▸ Task description
The lines to be copied are those below that contain "btcstaking".

**** Record set

PR #531, opened 2024-03-06
Hot fix perf

KonradStaniec:
Fixes:
- unmarshalling performance
- improved iteration over delegations

### DIFF
--- a/x/btcstaking/keeper/keeper.go
+++ b/x/btcstaking/keeper/keeper.go
@@ -9,6 +9,7 @@ import (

********

▸ Answer to the problem
--- a/x/btcstaking/keeper/keeper.go
+++ b/x/btcstaking/keeper/keeper.go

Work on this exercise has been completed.